Hoppala, habe nicht Anglizismen (verschiedenste Wörter aus der Englischen Sprache) gemeint, sondern den Ausdruck 'Anglizismus' selbst (und ich glaube, so wollte auch Acrolect das verstanden haben) ... mein Fehler in der Eile - entschuldigung.



Kajjo said:


> Ganz im Gegenteil. Fachliteratur, die "voten" oder "ein schönes Face" verwendet, hätte sich doch sofort uneingeschränkt disqualifiziert.
> ...


 
Ich gehe zwar davon aus, dass du dich hier auf etwas Bezug nimmst das aufgrund meines Ausdrucksfehlers entstanden ist, aber dennoch kann ich nicht ganz folgen, denn besonders im linguistischen Bereich wäre es ja geradezu unglaubwürdig, bediente man sich nicht solcher sprachlichen Modernitäten wie "voten" - und wenn nur, um auf das Phänomen der Entlehnung und der damit verbundenen Wandel und Konsequenzen aufmerksam zu machen ... was dann deiner Forderung 


Kajjo said:


> Außerdem ist es ein Unterschied, ob die Fachliteratur sich selbst solcher umstrittenen Begriffe bedient oder sie nur als legitimes Objekt studiert.
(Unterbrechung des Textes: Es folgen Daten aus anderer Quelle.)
Issue #102, opened 2023-10-13
Use native datetime picker


radoslavzeman:
Use native datetime picker instead of custom one.

It shouldn't be possible to choose datetime in past. The way how to ensure this is up to developer.

https://github.com/henninghall/react-native-date-picker

PR #112, opened 2023-10-15
#102 Native datetime picker

lukybil:
- replaced the custom datetime picker with a native one from `react-native-date-picker`
- date picker in modal mode


hooks/useTranslation.ts
```diff
@@ -14,5 +14,8 @@ export const useTranslation = (keyPrefix?: string) => {
 export const useLocale = () => {
   const { i18n } = useTranslationI18n()
 
-  return i18n.language
+  // eslint-disable-next-line @typescript-eslint/no-unused-vars
+  const [locale, region] = i18n.language.split('-')
+
+  return locale as 'sk' | 'en'
```
radoslavzeman, line 20: I would always return what `i18n.language` returns.
If there is "long version" like `sk-SK` or `en-UK`, it should be investigated where this happens and it should be converted there.
For datetime, we should manually chose UK, US, or IE version of dates. Preferably UK, but for some reason we have IE date formats on our web projects.

I'm open to discussion :)

Issue #106, opened 2023-10-13
Request: Parking cards (verify email)


radoslavzeman:
Figma: https://www.figma.com/file/3TppNabuUdnCChkHG9Vft7/paas-mpa?node-id=4232%3A5935&mode=dev

Issue #103, opened 2023-10-13
Optimistic update for Notification settings


radoslavzeman:
(On android) When I switch the Switch e.g. from off to on, it firstly turns to on for a brief moment then off again and then finally on, this is probably caused by the fact that the switches are directly bound to the server data.

Use the "Optimistic updates" pattern here and add an intermediate front end state layer, the Switch would directly switch to the desired value, and we would only handle an erroneous response (a mismatch between the backend and frontend data)

Try: https://tanstack.com/query/latest/docs/react/guides/optimistic-updates

radoslavzeman:
I tried to implement optimistic update following react query docs, but it still seems to not work on android.
https://github.com/bratislava/paas-mpa/pull/122

PR #122, opened 2023-10-19
feat: #106 request parking cards

radoslavzeman:
- upgrade React Query to new v5.0.0
- fix `Button`'s disabled state on loading
- add some translations
- make some eslint rules only warn - these may potentially be disabled completely, because they are triggered by other libraries such as react query, which we do not control 
- sent request with new email to verify (token should be returned for now) - TODO mailgun does not work now
- implement optimistic update for Notification settings  - cloces #103 

TODO
- error handling - show snackbar?
- typing for optimistic update
- etc..

### DIFF
--- a/components/controls/notifications/NotificationSettings.tsx
+++ b/components/controls/notifications/NotificationSettings.tsx
@@ -1,4 +1,4 @@
-import { useQuery } from '@tanstack/react-query'
+import { useMutation, useQuery, useQueryClient } from '@tanstack/react-query'
 
 import NotificationControl from '@/components/controls/notifications/NotificationControl'
 import Field from '@/components/shared/Field'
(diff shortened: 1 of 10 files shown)


components/controls/notifications/NotificationSettings.tsx
```diff
@@ -60,31 +119,26 @@ const NotificationSettings = () => {
...
-          <NotificationControl
-            key={setting.name}
-            notificationName={setting.name}
-            value={setting.value}
-            onValueChange={() =>
-              saveNotifications({
-                ...notificationSettings,
-                [setting.name]: !setting.value,
-              })
-            }
```
lukybil, line 84: The switches sadly have the same behavior as before, switching for a brief moment, then switching back, before finally switching to the desired position, I think this is a problem with the Switch itself, that it expects to be always switched after a press. The solution would be to use a state for the switches that updates instantly, because the mutation seems to be a little bit too slow, or change it for a custom Switch, which would not be difficult

lukybil (approved):
Very cool! I love the mutations and looking at the code it should work perfectly but it looks like that there is a problem with toggable controls 🙃

PR #123, opened 2023-10-20
Map functionalities and active tickets

lukybil:
- added `BottomSheetTopAttachment` component for attaching nodes above the bottom sheet, implemented it for the zone bottom sheet - active tickets, gps go to location button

Gerade im geisteswissenschaftlichen Bereich kann es einem Autor ohnehin kaum gelingen, völlige Objektivität zu wahren, und es ist eher wichtig, Subjektivität zu erkennen und kennzuzeichnen.


ja voll und ganz entsprechen würde.



Kajjo said:


> ... denn sonst könnten wir gleich von "englischen Wörtern" reden...


 
Warum eigentlich nicht?
vNe


----------



## Hutschi

Quote:
Originally Posted by *Kajjo* 

 
... denn sonst könnten wir gleich von "englischen Wörtern" reden...



veritàNONesiste said:


> Warum eigentlich nicht?
> vNe


 
Weil 
1. Auch deutsche Redewendungen Anglizismen sein können. ("Das macht Sinn.")
2. Weil nicht alle englischen Wörter Anglizismen sind, sondern nur die, die außerhalb der englischen Sprache in einer anderen Sprache benutzt werden.
3. Pseudoanglizismen keine englischen Wörter sind.


----------



## jester.

Hutschi said:


> Quote:
> Originally Posted by *Kajjo*
> 
> 
> ... denn sonst könnten wir gleich von "englischen Wörtern" reden...
> 
> 
> 
> Weil
> 1. Auch deutsche Redewendungen Anglizismen sein können. ("Das macht Sinn.")
> 2. Weil nicht alle englischen Wörter Anglizismen sind, sondern nur die, die außerhalb der englischen Sprache in einer anderen Sprache benutzt werden.
> 3. Pseudoanglizismen keine englischen Wörter sind.



4. Grammatische Strukturen Anglizismen sein können ("..., weil das ist so" --> Haupsatz hinter "weil" ist möglicherweise ein Anglizismus; "in 2001" --> Jahresangabe mit "in" ist ganz sicher ein Anglizismus)


----------



## veritàNONesiste

jester. said:


> 4. Grammatische Strukturen Anglizismen sein können ("..., weil das ist so" --> Haupsatz hinter "weil" ist möglicherweise ein Anglizismus; "in 2001" --> Jahresangabe mit "in" ist ganz sicher ein Anglizismus)


 
Einen strukturalen Anglizismus habe ich verinnerlicht - was wohl damit zu tun hat, dass ich hauptsächlich mit englischen Texten zu tun habe - und zwar folgenden:
... und so ... auch ich (abgeleitet vom Englischen ... and so do I)
... denkst du so? (vom do you think so?)
das passiert - aber hauptsächlich in gesprochener Sprache, nicht in geschriebener.

Aber:
Sagt man tatsächlich ... weil das ist so? Ich würde das so nicht sagen. 
... weil das so ist.
Ich gehe nicht mit ins Kino, weil der Film langweilig ist. (und nicht: weil der Film ist langweilig.)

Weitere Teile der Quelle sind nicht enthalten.